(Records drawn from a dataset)
PR #758, opened 2022-12-13
Minor updates to the CustomCallOp spec

burmako:
1) Change api_version from enum to integer constant (since we're calling it implementation-defined anyway).

2) Change the example from using `%inputs0` to the more conventional `%input0`. (Also fix the outfeed example to follow the same convention as well).


subhankarshah (approved):
LGTM

PR #759, opened 2022-12-13
Minor bookkeeping for recently approved RFCs

burmako:
Added "Status", "Initial version", "Last updated" metadata. Also added an FP8 RFC which redirects to the OpenXLA RFC to keep track of it.


GleasonK (approved):
LGTM

PR #760, opened 2022-12-13
Fix crashing builders for CaseOp/IfOp/MapOp

zhouxin913:
Shape function can be called directly from autogenerated `build()` function, which may not guarantee the added region(s) in `odsState.regions` to be non-empty. Need check it here to avoid a crash for the ops that need regions in type inference, like `IfOp/CaseOp/MapOp`.

An alternative way is to consider disable the autogenerated `build()` at all: so far we have no strong evidence that this is a better way and have not find a solution to this approach. While, This PR avoids surprised crash in dev of these ops and gives the error instead.

Note: in the tests of `ops_stablehlo.mlir`, a ODS-valid op must have at least 1 block in each region: so that this error will not trigger in the tests.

__EXERCISE PROMPT__
Which of the lines above carry the string "IfOp"? Pick them out and copy them.

__WRITTEN SOLUTION__
Fix crashing builders for CaseOp/IfOp/MapOp
Shape function can be called directly from autogenerated `build()` function, which may not guarantee the added region(s) in `odsState.regions` to be non-empty. Need check it here to avoid a crash for the ops that need regions in type inference, like `IfOp/CaseOp/MapOp`.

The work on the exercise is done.